** PROBLEM DETAILS **
If a line in the entries below holds the string "might", copy it.

** SOURCE DATA **
Issue #794, opened 2019-02-11
Could not extract archive: '/xxx/xyz/.m2/repository/com/github/eirslett/node/11.9.0/node-11.9.0-linux-x64.tar.gz': EOFException


Santoshbhad:
Failed to execute goal com.github.eirslett:frontend-maven-plugin:1.6:install-node-and-npm (default) on project : Could not extract the Node archive: Could not extract archive: '/xxx/xyz/.m2/repository/com/github/eirslett/node/11.9.0/node-11.9.0-linux-x64.tar.gz': EOFException 

Please help me understand and fix this issue.
Thanks

Zardoz89:
See issue #738 . PR https://github.com/eirslett/frontend-maven-plugin/pull/749 should fix it

seregamorph:
@santoshbhad @zardoz89 @eirslett I had the same issue locally and investigated it.
Please take a look https://github.com/eirslett/frontend-maven-plugin/pull/807 with suggested fix.

seregamorph:
This issue can be closed (addressed in #807)

PR #807, opened 2019-04-16
#794 Node, npm and yarn installer delete corrupted archive

seregamorph:
**Summary**
Issue #794
The node, npm and yarn installer deletes corrupted archive and destination directory in case if the downloading was interrupted (causes EOFException when extracted).

**Detailed**
The possible real-life example:
* The build is started and at the phase of downloading npm, node or yarn it is interrupted on the slow connection, the build fails
* Re-start the build - it has lazy download logic and determines that the destination archive is already in place
* The archive is extracted and fails with root cause EOFException, the build fails
  * Re-start the build and either node (npm / yarn file) is here, but the package is incomplete - the build may fail
  * or the previous step (extract archive) is repeated again and again fails.
This requires manual investigation and deleting the cached archive and can take much time.

How to simulate it locally.
* Make a successful build of npm (yarn) project.
* Go to `$HOME/.m2/repository/com/github/eirslett/node/${node.version}` directory
* Rename the existing archive to `-full` suffix and make it's partial copy of first bytes:
```
dd if=node-8.9.4-darwin-x64.tar.gz-full of=node-8.9.9-darwin-x64.tag.gz bs=1000000 count=1
```
* Remove project cached node version
* Run the build
* Re-run the build

Please note, that no integration tests are provided for the reasons of non-clear approach for it (the build should be interrupted while the archive is being downloaded; or it can be pre-cached manually to the maven directory). I tested it locally step-by-step.

**Also please note, that there is another way to solve this:**
The downloading should be done to a temp file unless completed and then renamed to destination. Both approaches can be mixed in case if someone will face the described above scenario expecting that it will be solved with plugin update.

### DIFF
--- a/frontend-plugin-core/src/main/java/com/github/eirslett/maven/plugins/frontend/lib/NPMInstaller.java
+++ b/frontend-plugin-core/src/main/java/com/github/eirslett/maven/plugins/frontend/lib/NPMInstaller.java
@@ -1,5 +1,6 @@
 package com.github.eirslett.maven.plugins.frontend.lib;
 
+import java.io.EOFException;
 import java.io.File;
 import java.io.IOException;
 import java.util.Arrays;
@@ -139,12 +140,28 @@ public class NPMInstaller {
                 this.logger.warn("Failed to delete existing NPM installation.");
             }
 
-            extractFile(archive, nodeModulesDirectory);
+            File packageDirectory = new File(nodeModulesDirectory, "package");
+            try {
+                extractFile(archive, nodeModulesDirectory);
+            } catch (ArchiveExtractionException e) {
+                if (e.getCause() instanceof EOFException) {
+                    // https://github.com/eirslett/frontend-maven-plugin/issues/794
+                    // The downloading was probably interrupted and archive file is incomplete:
+                    // delete it to retry from scratch
+                    this.logger.error("The archive file {} is corrupted and will be deleted. "
+                            + "Please try the build again.", archive.getPath());
+                    archive.delete();
+                    if (packageDirectory.exists()) {
+                        FileUtils.deleteDirectory(packageDirectory);
+                    }
+                }
+
+                throw e;
+            }
 
             // handles difference between old and new download root (nodejs.org/dist/npm and
             // registry.npmjs.org)
             // see https://github.com/eirslett/frontend-maven-plugin/issues/65#issuecomment-52024254
-            File packageDirectory = new File(nodeModulesDirectory, "package");
             if (packageDirectory.exists() && !npmDirectory.exists()) {
                 if (!packageDirectory.renameTo(npmDirectory)) {
                     this.logger.warn("Cannot rename NPM directory, making a copy.");
--- a/frontend-plugin-core/src/main/java/com/github/eirslett/maven/plugins/frontend/lib/NodeInstaller.java
+++ b/frontend-plugin-core/src/main/java/com/github/eirslett/maven/plugins/frontend/lib/NodeInstaller.java
@@ -1,5 +1,6 @@
 package com.github.eirslett.maven.plugins.frontend.lib;
 
+import java.io.EOFException;
 import java.io.File;
 import java.io.FileNotFoundException;
 import java.io.IOException;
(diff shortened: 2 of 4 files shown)


frontend-plugin-core/src/main/java/com/github/eirslett/maven/plugins/frontend/lib/NPMInstaller.java
```diff
@@ -139,12 +140,28 @@ private void installNpm() throws InstallationException {
...
+                extractFile(archive, nodeModulesDirectory);
+            } catch (ArchiveExtractionException e) {
+                if (e.getCause() instanceof EOFException) {
+                    // https://github.com/eirslett/frontend-maven-plugin/issues/794
+                    // The downloading was probably interrupted and archive file is incomplete:
+                    // delete it to retry from scratch
+                    this.logger.error("The archive file {} is corrupted and will be deleted. "
+                            + "Please try the build again.", archive.getPath());
+                    archive.delete();
+                    if (packageDirectory.exists()) {
```
seregamorph: the "package" directory is partially filled (dirty), for this reason should be purged

frontend-plugin-core/src/main/java/com/github/eirslett/maven/plugins/frontend/lib/NodeInstaller.java
```diff
@@ -140,7 +141,21 @@ private void installNodeDefault() throws InstallationException {
...
+                extractFile(archive, tmpDirectory);
+            } catch (ArchiveExtractionException e) {
+                if (e.getCause() instanceof EOFException) {
+                    // https://github.com/eirslett/frontend-maven-plugin/issues/794
+                    // The downloading was probably interrupted and archive file is incomplete:
+                    // delete it to retry from scratch
+                    this.logger.error("The archive file {} is corrupted and will be deleted. "
+                            + "Please try the build again.", archive.getPath());
+                    archive.delete();
+                    FileUtils.deleteDirectory(tmpDirectory);
```
seregamorph: no need to check that `tmpDirecory` exists (guaranteed by the flow)

frontend-plugin-core/src/main/java/com/github/eirslett/maven/plugins/frontend/lib/YarnInstaller.java
```diff
@@ -122,7 +123,23 @@ private void installYarn() throws InstallationException {
...
+                extractFile(archive, installDirectory);
+            } catch (ArchiveExtractionException e) {
+                if (e.getCause() instanceof EOFException) {
+                    // https://github.com/eirslett/frontend-maven-plugin/issues/794
+                    // The downloading was probably interrupted and archive file is incomplete:
+                    // delete it to retry from scratch
+                    this.logger.error("The archive file {} is corrupted and will be deleted. "
+                            + "Please try the build again.", archive.getPath());
+                    archive.delete();
+                    if (installDirectory.exists()) {
```
seregamorph: The above code cleanups the installDirectory, but there is a probabilty to use corrupted (incomplete) Yarn dist.

frontend-plugin-core/src/main/java/com/github/eirslett/maven/plugins/frontend/lib/NPMInstaller.java
```diff
@@ -139,12 +140,28 @@ private void installNpm() throws InstallationException {
...
+                        FileUtils.deleteDirectory(packageDirectory);
+                    }
+                }
+
+                throw e;
```
seregamorph: the possible alternate option here is to re-download one more time
but the probability of this failure is minor, so in case if it happens the user should not even understand what happened :D

eirslett:
Thanks, that looks good!

frontend-plugin-core/src/main/java/com/github/eirslett/maven/plugins/frontend/lib/NPMInstaller.java
ryanrupp: Related issue - https://github.com/eirslett/frontend-maven-plugin/issues/882 - auto-delete triggers but the auto-retry probably would be nice as a future enhancement

ryanrupp: Actually, downloader would be benefit from downloading to a tmp location and then moving post download, I put a comment [here](https://github.com/eirslett/frontend-maven-plugin/issues/882#issuecomment-1542390591).

PR #809, opened 2019-04-25
Added support for Raspbian OS armv7l architecture

codelano:
Currently, when using install-node-and-npm on Rasbian OS, it resolves it as x86 arch, which is not correct and it's unable to donwload it from https://nodejs.org/dist/{node.version}/node-{node.version}-linux-{os.arch}.tar.gz.
This change, allows for Rasbian env to resolve proper archive name.

Compiled and tested on Rasbian with RPI 3B+


eirslett:
thanks! I have no way of testing this automatically in CI, so let's hope it won't break.

tchepro:
Is this change going to be merged to master? It would be nice with PI support.

eirslett:
Yes it should! I'll get it in now. Release when I have time.

eirslett:

PR #810, opened 2019-05-07
fix parsing repeating arguments

jpodeszwik:
**Summary**

Sometimes it might be necessary to pass arguments with repeating value, for example building Angular application you can use:

```npm run build -- --base-href /some/href/ --deploy-url /some/href/```

which is valid build command, but this plugin tries to remove duplicates, so resulting command will be:

```npm run build -- --base-href /some-href/ --deploy-url```.

There are workarounds possible, but it still may be confusing for users if some args are removed.

This PR changes behavior, so that it's now possible to add duplicates into the build command. Additional parameters are still checked for duplicates.

**Tests and Documentation**

Added changelog info.
Added unittest.

### DIFF
--- a/CHANGELOG.md
+++ b/CHANGELOG.md
@@ -4,6 +4,10 @@ Last public release: [![Maven Central](https://maven-badges.herokuapp.com/maven-
 
 ## Changelog
 
+### 1.7.7
+
+* Allow repeating arguments
+
 ### 1.7.6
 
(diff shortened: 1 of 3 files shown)


jpodeszwik:
AppVeyor build fails on javadoc generation due to bug in JDK:
https://bugs.openjdk.java.net/browse/JDK-8212233

jpodeszwik:
Closing this as similar change from #930 is merged

PR #816, opened 2019-05-17
Fix regression when extracting tar archive

arminha:
**Summary**

Commit 93d77ffc023effbcb36813648b578a0541709d76 introduced a check that files extracted from a tar archive will not be written outside of the destination directory. Unfortunately it also introduced a regression prventing the extraction of any tar archive when the path to the destination directory contains a symbolic link.

For example on a jenkins agent where `/var/lib/jenkins` is a symbolic link to `/data/jenkins` and a job tries to extact nodejs to `/var/lib/jenkins/workspace/example-project/target/node/tmp`. The old code would then check if canonical path to a tar entry like `/data/jenkins/workspace/example-project/target/node/tmp/XXX` starts with `/var/lib/jenkins/workspace/example-project/target/node/tmp` which always fails.

The new check compares the **canonical** extraction paths of the tar entries with the **canonical** path of the destination directory. This also works when the destination directory path contains a symbolic link and still protects against extracting files outside the destination directory.

### DIFF
--- a/frontend-plugin-core/src/main/java/com/github/eirslett/maven/plugins/frontend/lib/ArchiveExtractor.java
+++ b/frontend-plugin-core/src/main/java/com/github/eirslett/maven/plugins/frontend/lib/ArchiveExtractor.java
@@ -81,53 +81,53 @@ final class DefaultArchiveExtractor implements ArchiveExtractor {
                         final File destPath = new File(destinationDirectory + File.separator + entry.getName());
                         prepDestination(destPath, entry.isDirectory());
                         if(!entry.isDirectory()){
-		                        InputStream in = null;
-		                        OutputStream out = null;
-		                        try {
-		                            in = zipFile.getInputStream(entry);
-		                            out = new FileOutputStream(destPath);
-		                            IOUtils.copy(in, out);
-		                        } finally {
-		                            IOUtils.closeQuietly(in);
-		                            IOUtils.closeQuietly(out);
-		                        }
+                            InputStream in = null;
+                            OutputStream out = null;
+                            try {
+                                in = zipFile.getInputStream(entry);
+                                out = new FileOutputStream(destPath);
+                                IOUtils.copy(in, out);
+                            } finally {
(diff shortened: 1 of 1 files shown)


DiabolusExMachina:
Could this please get merged? I cannot build my projects anymore this is kind of really bad...

eirslett:
Ok, looks good.

frontend-plugin-core/src/main/java/com/github/eirslett/maven/plugins/frontend/lib/ArchiveExtractor.java
```diff
@@ -104,13 +104,14 @@ public void extract(String archive, String destinationDirectory) throws ArchiveE
                     tarIn = new TarArchiveInputStream(new GzipCompressorInputStream(fis));
 
                     TarArchiveEntry tarEntry = tarIn.getNextTarEntry();
+                    String canonicalDestinationDirectory = new File(destinationDirectory).getCanonicalPath();
                     while (tarEntry != null) {
                         // Create a file for this tarEntry
                         final File destPath = new File(destinationDirectory + File.separator + tarEntry.getName());
                         prepDestination(destPath, tarEntry.isDirectory());
-                        if (!destPath.getCanonicalPath().startsWith(destinationDirectory)) {
+                        if (!destPath.getCanonicalPath().startsWith(canonicalDestinationDirectory)) {
```
crisu: this fix was lost in 26 aug

crisu:
i think this fix was lost in 26 August 
https://github.com/eirslett/frontend-maven-plugin/blob/7d6b690447b44167f714cf81df8011eb90224313/frontend-plugin-core/src/main/java/com/github/eirslett/maven/plugins/frontend/lib/ArchiveExtractor.java#L113

arminha:
@crisu: you're right. It was indeed forgotten. Probably my fault for not writing tests :wink:

Please have a look at #864. It should fix the issue again and also adds some unit tests.

eirslett:

PR #824, opened 2019-06-19
Add unit tests for com.github.eirslett.maven.plugins.frontend.lib.Utils

petersear:
**Summary**

I've written some tests for the methods in `com.github.eirslett.maven.plugins.frontend.lib.Utils` with the help of [Diffblue Cover](https://www.diffblue.com/opensource).

Hopefully, these tests will help detect any regressions caused by future code changes. If you would find it useful to have additional tests written for this repository, I would be more than happy to look at other classes in a subsequent PR.

**Tests and Documentation**
This PR provides unit tests for existing code.

### DIFF
--- a/frontend-plugin-core/src/test/java/com/github/eirslett/maven/plugins/frontend/lib/UtilsTest.java
+++ b/frontend-plugin-core/src/test/java/com/github/eirslett/maven/plugins/frontend/lib/UtilsTest.java
@@ -1,0 +1,51 @@
+package com.github.eirslett.maven.plugins.frontend.lib;
+
+import java.util.ArrayList;
+import java.util.Arrays;
+import java.util.List;
+
+import org.junit.Test;
+
+import static org.junit.Assert.assertEquals;
+import static org.junit.Assert.assertFalse;
+import static org.junit.Assert.assertTrue;
+
+public class UtilsTest {
+
+  @Test
+  public void testImplode() {
+    final String separator = "Bar";
+    final List<String> elements = new ArrayList<String>();
+
+    assertEquals("", Utils.implode(separator, elements));
+
+    elements.add("foo");
+    elements.add("bar");
+    assertEquals("foo bar", Utils.implode(separator, elements));
+  }
+
+  @Test
+  public void testIsRelative() {
+    assertTrue(Utils.isRelative("foo/bar"));
+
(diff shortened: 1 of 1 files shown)


frontend-plugin-core/src/test/java/com/github/eirslett/maven/plugins/frontend/lib/UtilsTest.java
```diff
@@ -0,0 +1,63 @@
...
+
+    assertFalse(Utils.isRelative("/foo/bar"));
+    assertFalse(Utils.isRelative("file:foo/bar"));
+    assertFalse(Utils.isRelative("C:\\SYSTEM"));
+  }
+
+  @Test
+  public void testMerge() {
+    final List<String> first = new ArrayList<String>();
+    first.add(null);
```
eirslett: why is it adding `null`?

petersear: I've changed these inputs and those to the testPrepend() method to valid strings and removed the `null`.

frontend-plugin-core/src/test/java/com/github/eirslett/maven/plugins/frontend/lib/UtilsTest.java
```diff
@@ -0,0 +1,63 @@
...
+    first.add("foo");
+    final List<String> second = new ArrayList<String>();
+    second.add("bar");
+    final List<String> actual = Utils.merge(first, second);
+
+    final List<String> arrayList = new ArrayList<String>();
+    arrayList.add("foo");
+    arrayList.add("bar");
+
+    assertEquals(arrayList, actual);
```
eirslett: I guess it's technically correct, but maybe this would be easier to read:
```
assertEquals(
  Arrays.asList("foo", "bar"),
  Utils.merge(Arrays.asList("foo"), Arrays.asList("bar")
)
```
or what do you think?

petersear: Yes, I agree. I am all in favour of increasing readability!
I have changed as suggested and similarly for `testPrepend()`.

eirslett:
ok thanks!

PR #450, opened 2020-06-08
executor/ssh: force using C locale for commands

AstroProfundis:
We use string matching to check for command outputs at several places, and that might fail if the user's deploy server is not using an English locale.

Force all SSH commands to be executed with `LANG=C` environment variable set.

### DIFF
--- a/pkg/cluster/executor/ssh.go
+++ b/pkg/cluster/executor/ssh.go
@@ -129,7 +129,7 @@ func (e *SSHExecutor) Execute(cmd string, sudo bool, timeout ...time.Duration) (
 	}
 
 	if e.Locale != "" {
-		cmd = fmt.Sprintf("LANG=%s %s", e.Locale, cmd)
+		cmd = fmt.Sprintf("export LANG=%s; %s", e.Locale, cmd)
 	}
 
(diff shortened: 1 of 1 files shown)


pkg/cluster/executor/ssh.go
```diff
@@ -126,6 +128,10 @@ func (e *SSHExecutor) Execute(cmd string, sudo bool, timeout ...time.Duration) (
 		cmd = fmt.Sprintf("sudo -H -u root bash -c \"%s\"", cmd)
 	}
 
+	if e.Locale != "" {
+		cmd = fmt.Sprintf("export LANG=%s; %s", e.Locale, cmd)
```
lonng, line 132: Have you ever tested in a non-English environment?

AstroProfundis: Yes I tested with `LANG=zh_CN.UTF-8` with bash and sh, other shell may behaviour differently (if they don't support the `export` syntax, i.e., fish).

We need to export the env first, otherwise the env is only working for new process forked by the shell, but not the running shell itself, that means messages like "command not found" is not affected by the setting.

PR #457, opened 2020-06-09
Remove args in Command

july2993:
remove args in Command.
the default will be the command names join by space, and the specified command run can append more args if need.

currently, all cluster name is hash, and the version is appended raw.
example: "command":"cluster start cluster_0cc175b9c0f1b6a831c399e269772661"

### DIFF
--- a/components/cluster/command/root.go
+++ b/components/cluster/command/root.go
@@ -49,12 +49,21 @@ var (
 	skipConfirm bool
 )
 
+func scrubClusterName(n string) string {
+	return "cluster_" + telemetry.HashReport(n)
+}
+
 func getParentNames(cmd *cobra.Command) []string {
 	if cmd == nil {
 		return nil
 	}
 
 	p := cmd.Parent()
+	// always use 'cluster' as the root command name
+	if cmd.Parent() == nil {
+		return []string{"cluster"}
+	}
+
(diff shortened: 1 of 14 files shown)


components/cluster/command/root.go
```diff
@@ -49,12 +49,21 @@ var (
...
+
 func getParentNames(cmd *cobra.Command) []string {
 	if cmd == nil {
 		return nil
 	}
 
 	p := cmd.Parent()
+	// always use 'cluster' as the root command name
+	if cmd.Parent() == nil {
+		return []string{"cluster"}
```
lonng, line 64: It's better to use `cliutil.OsArgs0()` if the `cmd.Parent() == nil`.

july2993: https://github.com/pingcap/tiup/blob/cb5bcd4fadb1521fbad4df5d1032b0e35fd355f9/pkg/cliutil/cliutil.go#L45
then we will always get `tiup`  if run by tiup.  

I think what you want is os.Args[0], the program name of cluster. keep literal "cluster" here should be ok here.

july2993: correct： `cliutil.OsArgs0()` is "tiup cluster" but not just "tiup", but the name of root cmd is "tiup"

PR #458, opened 2020-06-09
Fix a dead link in README.md

sticnarf:

The link in `README.md` pointing to the dev doc is not correct.

Corrects the link.

### Check List 

Tests 

 - No code


sticnarf:
PTAL @lucklove

Issue #472, opened 2020-06-09
PD nodes status are not stable if some nodes are down


baurine:
## Bug Report

Please answer these questions before submitting your issue. Thanks!

1. What did you do?

I deploy a cluster with 3 PD nodes, 1 TiDB node, 1 TiKV node by vagrant, then I pause a PD node.

![企业微信20200609114349](https://user-images.githubusercontent.com/1284531/84126265-43df7b00-aa70-11ea-91cb-cad864fad602.png)

2. What did you expect to see?

I expect to see PD nodes status with 2 healthy and 1 unhealthy. 

3. What did you see instead?

The PD nodes statuses are not stable with different output each time after running `tiup cluster display` command, while they are normal in the tidb-dashboard and the response of API `/pd/health`.

![企业微信20200609114307](https://user-images.githubusercontent.com/1284531/84126321-55c11e00-aa70-11ea-96ab-8b309faffec3.png)

![企业微信20200609113905](https://user-images.githubusercontent.com/1284531/84126357-61ace000-aa70-11ea-816a-ea8de0858cf7.png)

![企业微信20200609113929](https://user-images.githubusercontent.com/1284531/84126381-696c8480-aa70-11ea-8985-527ae7fbfb3a.png)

** THE ANSWER **
Sometimes it might be necessary to pass arguments with repeating value, for example building Angular application you can use:
We use string matching to check for command outputs at several places, and that might fail if the user's deploy server is not using an English locale.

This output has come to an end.